Newcomers adjust to Wichita State basketball life
06/14/2013 5:53 PM
06/14/2013 5:53 PM
One of the perks of playing basketball at Wichita State is after-hours access to the practice gym at Koch Arena. WSU’s newcomers already realize that practice time isn’t enough.
Coaches love hearing that. Each athlete is issued a dark gray key fob that opens the practice gym doors from 6 a.m. until 10 p.m. Get in by 9:59, and a shooter can enjoy plenty of baskets, no waiting, deep into the night. A machine is available to rebound and fire passes, if a manager or teamate isn’t available.
“You can get in the gym any time you want and work hard,” freshman guard Ria’n Holland said. “We get some shots up, try to get these dribbling drills down pat.”
Holland, guard D.J. Bowles, center Shaq Morris, forward Darius Carter and walk-on guard John Robert Simon arrived this week and are taking classes and working in small groups with returning players and coaches. Post player Earl Watson, a transfer from Chipola (Fla.) Community College, is taking two summer classes and his future as a Shocker is uncertain.
“He has not been able to complete his stuff to be admitted,” WSU coach Gregg Marshall said. “It just depends on if he can get it done.”
Without Watson, the Shockers are at their limit of 13 scholarships. Should Watson finish his junior-college requirements, Marshall said he will deal with that scenario when it happens.
On Thursday, Holland, Bowles and Simon joined returners Nick Wiggins and Fred VanVleet in guard workouts under the direction of assistant coach Greg Heiar. Assistant coach Chris Jans worked with Morris and returner Chadrack Lufile, while Marshall shuttled between the two areas. The guards performed passing, shooting and cutting drills then worked on dribbling between orange cones.
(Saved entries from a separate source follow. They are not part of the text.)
PR #3879, opened 2026-07-03
[Tracker] Allow individual tracking sales of bundle and grouped products

rbayet:


rbayet:
Only product_id, sku, qty and row_total tracked.
Label and categories skipped for performance reasons.

PR #3887, opened 2026-07-20
Improve graphql filtering capabilities

PierreGauthier:


src/module-elasticsuite-catalog-graph-ql/DataProvider/Product/LayeredNavigation/Builder/Category.php
```diff
@@ -123,23 +123,33 @@ public function build(AggregationInterface $aggregation, ?int $storeId): array
...
+            $this->resourceConnection->getConnection()->fetchAll(
+                $this->categoryAttributeQuery->getQuery($categoryIds, ['name', 'is_active'], $storeId)
+            )
         );
+        $categoryLabels = \array_column($categoryAttributesValues, 'name', 'entity_id');
+        $categoryActive = \array_column($categoryAttributesValues, 'is_active', 'entity_id');
+
+        $categoryIds = \array_filter($categoryIds, function ($categoryId) use ($categoryActive) {
+            return !empty($categoryActive[$categoryId] ?? null);
+        });
```
rbayet, line 152: What are those changes related to ?
To also filter on categories that are no longer active ?

rbayet (changes requested):
I would prefer that you split the PR between
* one related to categories which is performance / accuracy oriented
* the other for the improved graphql filtering abilities per se

src/module-elasticsuite-catalog-graph-ql/DataProvider/Product/LayeredNavigation/Builder/Category.php
PierreGauthier: Yes, I use the same "post filter" we use on luma side for category aggregation, but inactive category should not be present il the filter aggregation anyway

PierreGauthier:
Split into : 
- https://github.com/Smile-SA/elasticsuite/pull/3890
- https://github.com/Smile-SA/elasticsuite/pull/3889

PR #3890, opened 2026-07-21
[GraphQl] Fix filtering on text attribute and add negation operator

PierreGauthier:


src/module-elasticsuite-catalog-graph-ql/etc/schema.graphqls
```diff
@@ -1,3 +1,17 @@
...
+}
+
+input FilterMatchTypeInput {
+    not_match: String @doc(description: "Exclure les produits dont le champ contient cette valeur.")
+}
+
+input FilterRangeTypeInput {
+    not_from: String @doc(description: "Exclure les valeurs supérieures ou égales à cette borne.")
+    not_to: String @doc(description: "Exclure les valeurs inférieures ou égales à cette borne.")
+}
```
rbayet: Why use french in the doc ?!

src/module-elasticsuite-core/Index/Mapping/Field.php
```diff
@@ -401,8 +402,8 @@ private function getFieldAnalyzers(): array
             $analyzers = [self::ANALYZER_KEYWORD];
         }
 
-        if ($this->isSearchable() || $this->isUsedForSortBy()) {
-            // Default search analyzer.
+        if ($this->isSearchable() || $this->isUsedForSortBy() || $this->isFilterable()) {
+            // Default search analyzer. Also needed for filterable text fields to support match queries.
```
rbayet, line 406: Have you checked that this doesn't put back pure filterable fields linked to pure filterable attributes back in the scope of the Fulltext Query Builder ?

rbayet (changes requested):

src/module-elasticsuite-core/Index/Mapping/Field.php
PierreGauthier: No, it can't, there is explicit condition on isSearchable to add copy_to in the mapping
and the multimatch query building is protected with le fieldFilter

PR #3898, opened 2026-07-31
[VirtualCategories] Handle null category IDs and broaden exception handling

### LINKED ISSUE #3900: [PHP 8.5.8] Deprecation Error / 404 on Product View
Hi team, 
I couldn't find an issue. Hope I don't buffer you. 🤭

PHP 8.5.8 (8.2 or 8.3)
Mage-OS 3.2.0 / Magento 2.4.9
ElasticSuite 2.12

### Steps to reproduce:

Navigate to a product page via a category page (so category context is active in the current session/request).

Leave the tab open until the server-side PHP session expires (or manually clear server sessions via
```
rm -rf var/session/*
```
Reload the product page directly or paste the product URL in a new browser window.

### Expected result:
The product page loads normally, fallback/default behavior takes over without category context.

### Actual result:
The page returns a 404 Not Found.

In var/log/exception.log, the following PHP 8 deprecation exception is logged:

```
main.CRITICAL: ErrorException: Using null as an array offset is deprecated, use an empty string instead in vendor/mage-os/module-catalog/Model/CategoryRepository.php:153
Stack trace:
#0 vendor/mage-os/module-catalog/Model/CategoryRepository.php(153): Spatie\Ignition\Ignition->renderError()
#1 vendor/smile/elasticsuite/src/module-elasticsuite-virtual-category/Plugin/Catalog/ProductPlugin.php(98): Magento\Catalog\Model\CategoryRepository->get()
#2 vendor/smile/elasticsuite/src/module-elasticsuite-virtual-category/Plugin/Catalog/ProductPlugin.php(98): Smile\ElasticsuiteVirtualCategory\Plugin\Catalog\ProductPlugin->aroundCanBeShowInCategory()
...
```
### Cause:
When the session expires or no category ID is present in the request context, $categoryId passed to aroundCanBeShowInCategory is null.

In Smile\ElasticsuiteVirtualCategory\Plugin\Catalog\ProductPlugin.php,
$this->categoryRepository->get($categoryId)
is called directly without verifying if $categoryId is set/not empty. In PHP 8.2+, passing null to CategoryRepository::get() triggers a deprecation notice (instances[null]), which halts execution and causes Magento to throw a 404 response.

### Proposed Fix:
.../vendor/smile/elasticsuite/src/module-elasticsuite-virtual-category/Plugin/Catalog/ProductPlugin.php
line 98
Wrap the repository call with a check for !empty($categoryId):
```
public function aroundCanBeShowInCategory(Product $product, \Closure $proceed, $categoryId)
{
    if (!empty($categoryId)) {
        try {
            $category = $this->categoryRepository->get($categoryId);
            if ((bool) $category->getIsVirtualCategory() === true) {
                return true;
            }
        } catch (NoSuchEntityException $e) {
            $category = null;
        }
    }

    return $proceed($categoryId);
}
```

Best, So-Egal.

rbayet:


So-Egal:
Hi @rbayet  / Team,

Thanks for providing the fix and updating the catch block to handle general \Exceptions!

Currently, you uses:

```
if (!$categoryId) {
    try {
        $category = $this->categoryRepository->get($categoryId);
        // ...
```
Two potential issues with this approach:

Inverted Logic: Using if (!$categoryId) means the block only executes when $categoryId is null or empty. When a user navigates normally via a category ($categoryId is set, e.g., 12), the check is skipped entirely, which bypasses the virtual category logic for active requests.

Unnecessary Repository Call & Exception Overhead: When $categoryId is null, executing
$this->categoryRepository->get(null) 
will always fail and hit the catch block.

Wouldn't it be cleaner and more performant to check if a valid $categoryId exists before calling the repository, avoiding the exception altogether?

Suggested approach:

```
public function aroundCanBeShowInCategory(Product $product, \Closure $proceed, $categoryId)
{
    if (!empty($categoryId)) {
        try {
            $category = $this->categoryRepository->get($categoryId);
            if ((bool) $category->getIsVirtualCategory() === true) {
                return true;
            }
        } catch (NoSuchEntityException | \Exception $e) {
            $category = null;
        }
    }
return $proceed($categoryId);
}
```


This ensures that:
* Virtual category checks run when a category ID is present.
* No unnecessary calls with `null` hit the `CategoryRepository` when the context/session is empty.

What do you think? Curious to hear your thoughts on this! 🚀

rbayet:
Oh yeah, good catch, I changed the [original fix](https://github.com/Smile-SA/elasticsuite/pull/3874/changes) from @Bashev with an early return `if (!$categoryId)` by conditioning the `try/catch` to the test, but I forgot to reverse the condition:
```
        if (!$categoryId) {
            return $proceed($categoryId);
        }

        try {
            $category = $this->categoryRepository->get($categoryId);
            if ((bool) $category->getIsVirtualCategory() === true) {
                return true;
            }
        } catch (NoSuchEntityException | \Exception $e) {
            $category = null;
        }

        return $proceed($categoryId);
```
to 
```
        if (!$categoryId) {
            try {
                $category = $this->categoryRepository->get($categoryId);
                if ((bool) $category->getIsVirtualCategory() === true) {
                    return true;
                }
            } catch (NoSuchEntityException | \Exception $e) {
                $category = null;
            }

            return $proceed($categoryId);}
```

And the mess up is transparent due to the catch, but yeah, this makes an useless repository load.

Regards,

rbayet:
Fix in #3901

PR #3909, opened 2026-08-19
[CatalogRule] Use a single terms query for SKU "is one of" conditions

Nuranto:
## Problem

`QueryBuilder::getSpecialAttributesSearchQuery()` expands a condition on `sku` into one `match` clause per value, whatever the operator. A rule holding a list of SKUs therefore costs as many Lucene leaf clauses as it has values.

On a production catalog, a virtual category with `sku is one of <3111 SKUs>` produced 3111 clauses. Every category whose query embeds that rule went over `indices.query.bool.max_clause_count` (5416 on that cluster) and silently returned zero products:

```json
{
  "type": "illegal_argument_exception",
  "reason": "Query rewrite failed: too many clauses",
  "caused_by": {
    "type": "too_many_nested_clauses",
    "reason": "maxClauseCount is set to 5416"
  }
}
```

## Steps to reproduce

1. Create a virtual category with a single rule condition `SKU is one of <a few thousand SKUs>`.
2. Browse it, or any category whose subtree references it.
3. The listing is empty and `var/log/system.log` shows the error above.

## Change

`()` and `!()` now emit a single `terms` clause. The `contains` path is left untouched.

`getSearchFieldName()` already resolves those two operators to the untouched field, which is mapped as `keyword` with a no-op normalizer. A `match` with `minimum_should_match: 100%` on a `keyword` field resolves to a single term, so N `match` clauses in a `should` are equivalent to one `terms` of N values.

|        | clauses      | DSL size    |
| ------ | ------------ | ----------- |
| before | 3111 `match` | 272 707 B   |
| after  | 1 `terms`    | 30 089 B    |

## Tests

`QueryBuilderTest`: added `testSpecialAttributesMultipleSkuIsOneOfQuery`, and updated `testSpecialAttributesSkuQuery` / `testSpecialAttributesMultipleSkuQuery` to the new contract. `testSpecialAttributesMultipleSkuAnalyzedQuery` covers the `contains` path and is unchanged.

### DIFF
--- a/src/module-elasticsuite-catalog-rule/Model/Rule/Condition/Product/QueryBuilder.php
+++ b/src/module-elasticsuite-catalog-rule/Model/Rule/Condition/Product/QueryBuilder.php
@@ -146,12 +146,24 @@ class QueryBuilder
 
             $clause = (substr($productCondition->getOperator(), 0, 1) === '!') ? 'mustNot' : 'should';
             // SKU values can be an array of value, due to the picker.
-            foreach (explode(',', $productCondition->getValue()) as $value) {
-                // Instead of just a "should" clause, we will have "should" or "must_not" depending on the rule operator.
+            $values = array_map('trim', explode(',', $productCondition->getValue()));
+
+            if (in_array($productCondition->getOperator(), ['()', '!()'])) {
+                // Those operators run on the untouched (keyword) field, where a single terms clause is
+                // equivalent to one match clause per value, but counts as a single clause in Lucene.
                 $queryParams[$clause][] = $this->prepareQuery(
-                    QueryInterface::TYPE_MATCH,
-                    ['field' => $fieldName, 'queryText' => trim($value), 'minimumShouldMatch' => "100%"]
+                    QueryInterface::TYPE_TERMS,
+                    ['field' => $fieldName, 'values' => $values]
                 );
+            } else {
+                foreach ($values as $value) {
+                    // Instead of just a "should" clause, we will have "should" or "must_not"
+                    // depending on the rule operator.
+                    $queryParams[$clause][] = $this->prepareQuery(
+                        QueryInterface::TYPE_MATCH,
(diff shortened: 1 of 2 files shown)


rbayet:
Hello @Nuranto,

> `sku is one of <3111 SKUs>`

My heart sank. :(
What about adding an ad-hoc boolean attribute and assign at Yes to those 3111 products and have the virtual category rule rely on that attribute instead ?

The big men drilled on footwork and scoring, passing and defending in the post. Carter joined a later session, going against senior Kadeem Coleby, a transfer who sat out last season.
Morris spent almost an hour banging with Lufile, adding to his appreciation for the physical play and stamina required in college. He said he weighs in at 280 pounds and wants to drop 20 by the time the season starts. A week ago, Morris wrapped up his high school days by earning Most Valuable Player honors in the Faith 7 Basketball Bowl in Shawnee, Okla. He scored 20 points, adding nine rebounds and five blocks in Oklahoma’s 101-95 win over Texas. Scoring against Lufile, equal in size with three seasons of college experience, is a tougher task.
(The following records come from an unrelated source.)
PR #3917, opened 2026-08-31
[Catalog][VirtualCategories] Fixes #3859, keep all positions when switching sort order

### LINKED ISSUE #3859: Admin category merchandiser: only pageSize (20) positions kept when switching sort order from "Name" to "Position"
While testing on a 2.4.9 local environment with the latest 2.12.x commit which includes both #3841 and #3858, I encountered a weird behavior when for a category 
* initially with "Product Name" as default sort order
* where all existing 48 (negative) positions were migrated as positive and contiguous positive positions from the legacy table to the `smile_virtualcategory_catalog_category_product_position`
if the category is edited in admin and the sort order is changed from "Product Name" to "Position" then only 20 products are shown in "Manual order"

If I put breakpoints in \Smile\ElasticsuiteVirtualCategory\Plugin\Catalog\Category\DataProviderPlugin at 
```
$data[$currentCategory->getId()]['default']['sorted_products'] = $this->getProductSavedPositions($globalCategory);
```
and
```
$data[$currentCategory->getId()]['sorted_products']         = $this->getProductSavedPositions($currentCategory);
```
I can see that, initially (when the category is first edited with sort order as "Product Name") the Ajax preview call  correctly sends by POST 
* a `sorted_products` var with the full list of 48 product positions
* all 48 `product_position[X]` vars
But of course, the preview return an array with 20 products sorted by "Product Name" (and a "size" of 48) ✔️ 

If I then switch the sort order of the category from "Product Name" to "Position" the Ajax preview call sends by POST 
* a `sorted_products` var reduced to 20 product positions
* only 20 `product_position[X]` vars
The Ajax preview call response is 
* an array of 32 products ❓
* sorted by "Position" ✔️ 
* a total size of 48 ✔️ 
Thus the preview is redrawn with only 20 products flagged as "Manual Sort" ❌ 

To me the issue is Javascript / products sorted related as the initial data is correct.

### Preconditions

Magento Version : 2.4.9 EE so far

ElasticSuite Version : 2.12.x (Elasticsuite OpenSource only)

Environment : Developer

Third party modules : None

### Steps to reproduce

1. Have a category with 50 manually assigned products without any (Elasticsuite) position
2. Change its Default sort order to "Product Name" and save it
3. Check that catalog_category_product has positions whatever type of position (negative, zero, positive) 
4. Truncate the `smile_virtualcategory_catalog_category_product_position` table to start afresh
5. Migrate the product positions (all type of position) for that category or the whole catalog
6. Check that you have positive and contiguous positions for the 50 products and for that category in `smile_virtualcategory_catalog_category_product_position`
7. Refresh that category in admin
8. Check that POST vars of the ajax preview call are consistent with the expected number of manually sorted products
9. Check that the ajax preview call returns only 20 products sorted by "Product Name"
10. Switch the Default sort order of the category to "Position" and inspect the refreshed Preview

### Expected result

1. The Preview Ajax call should return by design 50 (ignoring the pageSize) products
2. The refreshed Preview area should show 50 manually "Manual Sort" products

### Actual result

1. The Preview Ajax call returns only 20 + X (< 50) products 
2. The refreshed Preview area show only 20 "Manual Sort" products, the rest are in Automatic Sort

vahonc:


src/module-elasticsuite-virtual-category/Model/Preview.php
```diff
@@ -102,6 +102,20 @@ public function __construct(
...
 
+    /**
+     * {@inheritDoc}
+     */
+    public function getData(): array
+    {
+        $data = parent::getData();
+        // Only sort_by "position" guarantees getSortedProducts() returned every manually positioned
+        // product (see getSortedProductIds() below). Any other sort only returns the current page,
+        // so the client must not use it to decide which manual positions are still valid.
```
rbayet: Please replace "client" par "frontend layer"

rbayet: Please also replace by a whole comment block, ie 
```
/*
  * This is my multiline comment that [...]
  *  and also this things and [...].
  */ 
```

src/module-elasticsuite-catalog/view/adminhtml/web/js/form/element/product-sorter.js
```diff
@@ -207,16 +207,23 @@ define([
...
             this.currentSize(Math.max(this.currentSize(), this.products().length));
 
-            var productIds = products.map(function (product) { return product.getId() });
-            var editPositions = this.editPositions();
-
-            for (var productId in editPositions) {
-                if ($.inArray(parseInt(productId, 10), productIds) < 0) {
-                    delete editPositions[productId];
+            // The returned product list only contains every manually positioned product (as opposed to
+            // just the current preview page) when the backend flags the response as such. Pruning
```
rbayet: The formulation is unclear.
Go for something like that : 
=> 
<< When the backend flags the response with 'is_manual_sort = true', the returned product list contains every manually positioned product. Otherwise only the (unapplied) positions of products on the current preview page are provided.
So only prune editPositions to eliminate obsolete positions when 'is_manual_sort = true'. >>

rbayet: Same goes, max 2 lines with "single line comment //".
Beyond, please use block comments

rbayet (changes requested):

rbayet:
@vahonc Tested, perfect, can you squash your commits ?

vahonc:
Done.

rbayet:
Replaced by https://github.com/Smile-SA/elasticsuite/pull/3919

PR #28, opened 2020-12-18
Bundle with rollup

dustinbyrne:
Rollup now handles bundling, including the ability to bundle CSS files. This will automatically happen when running `npm run watch`, or during compilation via `npm run compile`.

Other minor highlights:
- SCSS files are moved to `/src` to reflect their presence in the bundling process.
- Yarn is removed in favor of NPM.
- `media/appmap.css` is removed as it is now compiled and emitted to `out/extension.css`.
- ESLint configuration (`eslint.json`) is moved to `eslint.js` and is run continuously during `npm run watch`.


rollup.config.js
```diff
@@ -0,0 +1,25 @@
...
+    resolve(),
+    scss(),
+    eslint({
+      exclude: 'src/scss/**',
+    }),
+    sucrase({
+      exclude: ["node_modules/**"],
+      transforms: ["typescript"],
+    }),
+    terser(),
```
kgilpin, line 23: Does this make debugging harder? Adding terser to diagrams-js and models-js has made life harder for me in developing the extension. To me, I don't think the compression is really worth it.

kgilpin (approved):

PR #65, opened 2021-01-06
Bundle scenario.js

dustinbyrne:
Previously, we were loading modules directly from node_modules. This means to publish the VS Code extension we'd need to package all our dependencies. By bundling the JS run in the webview, we can cut down to a single file.

Requires https://github.com/applandinc/models-js/pull/19 and https://github.com/applandinc/diagrams-js/pull/59


kgilpin:
Having a smoke test would make this so much easier to approve!

kgilpin:
@dustinbyrne I'm getting an error while compiling on this branch:

```
(!) Unresolved dependencies
https://rollupjs.org/guide/en/#warning-treating-module-as-external-dependency
@appland/diagrams (imported by media/scenario.js)
(!) Missing global variable name
Use output.globals to specify browser global variable names corresponding to external modules
@appland/diagrams (guessing 'diagrams')
```

It does cause the extension to fail when it loads.

dustinbyrne:
Succeeded by #87

PR #88, opened 2021-01-15
updated gifs, now with SQL

ptrdvrk:
Changes: 001.gif and 002.gif in ./doc/media


dustinbyrne:
We should remove these gifs from source control and put them in an S3 bucket

I'll own this

ptrdvrk:
Thank you Dustin. I'll have better screenshots with S3 and a better ruby appmap soon. I should be able to upload them to S3 buckets, too.

PR #90, opened 2021-01-20
Search for source files by relative path

kgilpin:
This handles two edge cases:
* When the project has source files in subdirs of the main dir
* When appmap-ruby reports absolute paths to Gem files


dustinbyrne (approved):
LGTM

PR #107, opened 2021-01-26
Update categories, add keywords

dustinbyrne:


package.json
```diff
@@ -11,14 +11,24 @@
...
 	"main": "./out/extension.js",
+	"categories": [
+		"Visualization",
+		"Debuggers",
+		"Linters",
+		"Other"
+	],
+	"keywords": [
+		"diagram",
+		"dependency",
```
ptrdvrk, line 27: Can we change "dependency" to "dependency map"? Elizabeth feels very strongly about that. I've found an extension that uses two words as well ("Dependency scan")

ptrdvrk (changes requested):
Please see the comment about the "dependency map" keyword.

ptrdvrk (approved):
Looking good, thank you!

“I know I’ve got to get in the weight room,” Morris said. “The game pace is very fast, even in pickup (games).”
Holland also sees weights as a crucial part of his adjustment. He needs to get bigger. He weighs 148, up 12 pounds from November, and wants to weigh 160 by the end of the summer. Bowles is trying to soak up all the pointers he can to help his duties as point guard and the veterans are helping.
“They’re telling me when I’m out here playing pickup to be aggressive, don’t come out here just trying to fit in,” he said.
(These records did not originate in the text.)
PR #129, opened 2021-02-12
Update README.md

ptrdvrk:
self contained -> standalone extension
added the Troubleshooting section
added "Click on an edge" in the summary of features

### DIFF
--- a/README.md
+++ b/README.md
@@ -121,8 +121,7 @@ Here are some tips:
 
 ### Share AppMap files for viewing in VSCode
 
-Generated AppMap files can be viewed by others with the AppMap extension. So, one option for sharing is to simply send the `appmap.json` file to your colleague. Another option is use of a git repository for sharing the `appmap.json` files with the members of your team.
-
+Generated AppMap files can be viewed by others with the AppMap extension. So, one option for sharing is to simply send the `appmap.json` file to your colleague.
 
 ### Share AppMap files in the SaaS [https://app.land](https://app.land) sandbox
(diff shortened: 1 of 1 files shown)


README.md
```diff
@@ -120,7 +121,7 @@ Here are some tips:
 
 ### Share AppMap files for viewing in VSCode
 
-Generated AppMap files can be viewed by others with the AppMap extension. So, one option for sharing is to simply send the `appmap.json` file to your colleague.
+Generated AppMap files can be viewed by others with the AppMap extension. So, one option for sharing is to simply send the `appmap.json` file to your colleague. Another option is use of a git repository for sharing the `appmap.json` files with the members of your team.
```
kgilpin, line 124: This doesn’t seem like a good idea. We don’t really want people putting these big files in Git. How about Drive, Slack or Dropbox instead?

kgilpin (changes requested):

README.md
ptrdvrk: Ok, let me revert this change, the file sharing obviously needs a little more thinking and work.

kgilpin (approved):

dustinbyrne:
In the future please run `npm install` (just the one time is fine) before committing. It'll enable a git post-commit hook that validates your commit message as a [conventional commit](https://www.conventionalcommits.org/en/v1.0.0/). This is necessary for automated release. Otherwise it'll wait for a subsequent releasable change to push it out.

ptrdvrk:
Will do Dustin. I am assuming `npm install` is required prior to the final commit before the PR is created?

kgilpin:
Before any commit is made.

The returners are encouraging the newcomers to listen and ask questions. The drills that are second nature to them are largely new to the incoming players.
“Coming in, I wouldn’t say it’s frightening, but it’s one of those things where you don’t want to come in and mess up and you’re trying to be perfect,” Simon said. “They’re telling us that you’ve just got to play your game and be ready to shoot the ball.”
College life is challenging in other ways. At Oldsmar (Fla.) Christian School, Bowles lived with a host family. They made sure he got to school on time. At WSU, he is on his own and a reliable alarm is crucial.
“Time management is the biggest thing,” he said. “”Waking up on my own and stuff like that.”
Most of Marshall’s message to the new players is focused off the court. He wants them to understand playing for a program coming off a Final Four is in the spotlight all year. Before Thursday’s workout with the Shockers, he held court at camp with around 286 youngsters, around double the number from a year ago. Marshall ran shooting contests, laughing and joking with the campers, signed autographs and critiqued performances.
“I told the new guys how they need to care of their business, go to class and be on time,” he said. “They’re under a microscope and everybody’s watching. They need to take care of their business on and off the court like professionals.”